Ultimately, I am tired of being in pain all the time because I have a sciatic nerve that kills my back all the time. That I have a slip disc that tightens up, that my ankles swell, that I can’t indulge in my true passion for fashion, and the killer shoes that are in my closet because I can’t even bare to stand in them.  I no longer identify as a fat person. I feel that a lot of people identify themselves with exterior things and define themselves by that. For example, my mother defined herself as a smoker. Some people define themselves as a fat and state that they will always be fat. That is just not good enough for me.  I smoked. I liked to smoke a lot. But, I realized that I liked breathing a whole hell of a lot more.  I did not define myself as a smoker and I refuse to define myself a a fat girl any longer.

 

I do not like the feeling of being choked every time I put my seat belt on in my car.  I don’t like the feeling of wedging my fat thighs and ass into an office chair that feels like it’s going to break at any second.

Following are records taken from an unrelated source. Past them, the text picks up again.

PR #134, opened 2017-02-16
Enable ssl compression by recompiling libssl

CyberDem0n:
And make compression level = Z_BEST_SPEED (better level doesn't bring much benefit but CPU greedy)


alexeyklyukin:
👍

a1exsh:
:+1:

PR #135, opened 2017-02-19
Install pg_repack and some refactoring

CyberDem0n:
* move rebuild/install of libssl to upper layer
* move build/install of pam-ouath2 to upper layer
* install postgresql and 3rd party extensions from one layer, starting from postgres 9.3 and up to 9.6.  It's necessary, because otherwise it's not possible to build some additional extensions. Extensions are relying on libpq-dev from the actual version, but usually only most recent version is installed and it's not possible to downgrade it.
* install pg_rewind on 9.3 and 9.4
* install pg_repack from github + PR#107, otherwise it's failing on tables with upserts. We should switch back to pgxn when they will release a new version with the fix.
* increase amount of retries in boto when fetching instance metadata

### DIFF
--- a/postgres-appliance/Dockerfile
+++ b/postgres-appliance/Dockerfile
@@ -1,19 +1,45 @@
 FROM ubuntu:14.04
 MAINTAINER Oleksii Kliukin <oleksii.kliukin@zalando.de>
 
-# Install curl, jq, vim, gdb, strace
 RUN export DEBIAN_FRONTEND=noninteractive \
+    && export BUILD_PACKAGES="build-essential dpkg-dev devscripts debhelper fakeroot m4 bc bsdmainutils libcurl4-openssl-dev libpam0g-dev" \
     && apt-get update \
     && echo 'APT::Install-Recommends "0";' > /etc/apt/apt.conf.d/01norecommend \
     && echo 'APT::Install-Suggests "0";' >> /etc/apt/apt.conf.d/01norecommend \
 
     && apt-get upgrade -y \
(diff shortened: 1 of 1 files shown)


postgres-appliance/Dockerfile
```diff
@@ -64,31 +122,13 @@ RUN export DEBIAN_FRONTEND=noninteractive \
...
-    done \
-    && export PATH=$OLD_PATH \
-
     && pip3 install pip --upgrade \
     && pip3 install --upgrade packaging appdirs requests pystache patroni==$PATRONIVERSION \
             gcloud boto wal-e==$WALE_VERSION \
-    && for extension in ${PGXN_EXTENSIONS}; do pgxn install $extension; done \
+
+    # https://github.com/wal-e/wal-e/issues/318
+    && sed -i 's/^\(    for i in range(0,\) num_retries):.*/\1 100):/g' /usr/local/lib/python3.4/dist-packages/boto/utils.py \
```
a1exsh: It seems that there is a supported way to get what you want here, see `metadata_service_num_attempts`: http://docs.aws.amazon.com/cli/latest/reference/configure/#configuration-variables

a1exsh:
I believe this is better split into individual commits or even separate pull requests.  Too many changes at a time, IMO.

postgres-appliance/Dockerfile
alexeyklyukin: The page you've linked to says it's only used for AWS CLI. The boto (2) page explicitly lists configuration files boto searches: http://docs.pythonboto.org/en/latest/boto_config_tut.html

a1exsh:
:+1:

CyberDem0n:
:+1:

I do not like feeling that my stomach takes up my entire body and how it looks when I sit down. I do not like that I cannot bend comfortably when I wear jeans.  And I especially don’t like feeling invisible.  My blog has been a representation of who I am from the get go. I talk about my honest opinions about products I use and clothing I like and about my feelings of having excess fat on my body.  I talk about how I don’t like society’s message to us, and I can recognize how this seems like a contradiction.  Being fat is not like being gay in the sense that you cannot change being gay. You can be bisexual and attracted to both sexes, but you can’t be bi-fat. There is no swinging pendulum going from one to the other. Either you are fat or you are a natural weight for your body’s frame.

 

This past weekend I went to NYC for the feast San Gennaro. Naturally this is all about eating lol. What I did eat was about 5 deep fried oreos and a sausage and broccoli rabe wedge. The rest of it is about walking up and down the whole of Mulberry St. in Little Italy. I was sweating and exhausted by the time we got through with one half of the street and walking our way up through China town. It was the most uncomfortable I have felt in my own skin in a very very long time.  So now I just have to wait and see once my insurance kicks in and then I will start my journey down that path.

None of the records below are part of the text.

PR #140, opened 2017-03-15
Update manifest for Spilo.

alexeyklyukin:
Includes S3 WAL shipping and base backups.

### DIFF
--- a/kubernetes/spilo_kubernetes_aws.yaml
+++ b/kubernetes/spilo_kubernetes_aws.yaml
@@ -1,0 +1,155 @@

2 Comments to “New Changes Of All Kinds”

  • Interesting – some very poignant comments made here, a few I even had to go back and read again, to see “did she really just say ?!” … are you going to continue your blog, so that we are along with you on your journey ???

  • Jeannee » Yes I am going to keep this blog for a while I would imagine. I have wanted a long term tool to help me in my journey. I never thought it would be an option because up until about two months ago I was not considering going back into the work force. Now that all of this has changed I am faced with the possibility of doing what I wanted to do back in 2009.

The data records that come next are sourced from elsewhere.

PR #143, opened 2017-04-04
Make number of backups to retain configurable using environment

a1exsh:
The new env var name follows doc of wal-e "delete retain" subcommand.

### DIFF
--- a/postgres-appliance/postgres_backup.sh
+++ b/postgres-appliance/postgres_backup.sh
@@ -16,12 +16,17 @@ shift
 PGDATA=$1
 shift
 
+NUM_TO_RETAIN=$1
+shift
+
 IN_RECOVERY=$(psql -tXqAc "select pg_is_in_recovery()")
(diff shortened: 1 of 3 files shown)


postgres-appliance/postgres_backup.sh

    The women on my mother’s side of my family have a history of HBP, I don’t want to develop that because I am fat. I want to live one day that does not involve pain in my ankles, feet, legs, and back. I honestly cannot remember a day when I didn’t have pain in my ankles, I would say it was probably childhood years. I wholeheartedly feel that being fat is not something that brings longevity, and I’m not content blowing up like a 550+ lb blob. I ran my own erotic BBW website for about 6-7 years, and when I look at some of these women getting fatter and fatter for the sake of being fat, I can’t help but think that they are mentally ill. Every fat woman who has kept gaining weight for her website and money has died at a very early age, most of them in their forties. The people who participate in that half of the BBW community don’t want to hear fat people talking about wanting to be a normal functioning weight. They want us all to adopt the same mindset that is killing them all off.

    My ultimate intention for everything I’ve done was to make people see me as someone who was pretty and sexy in a big way and that I’m not ugly just because I’m fat. I’m not sexy because of my fat or lack thereof, I just am. It was never to join the gainer crusade.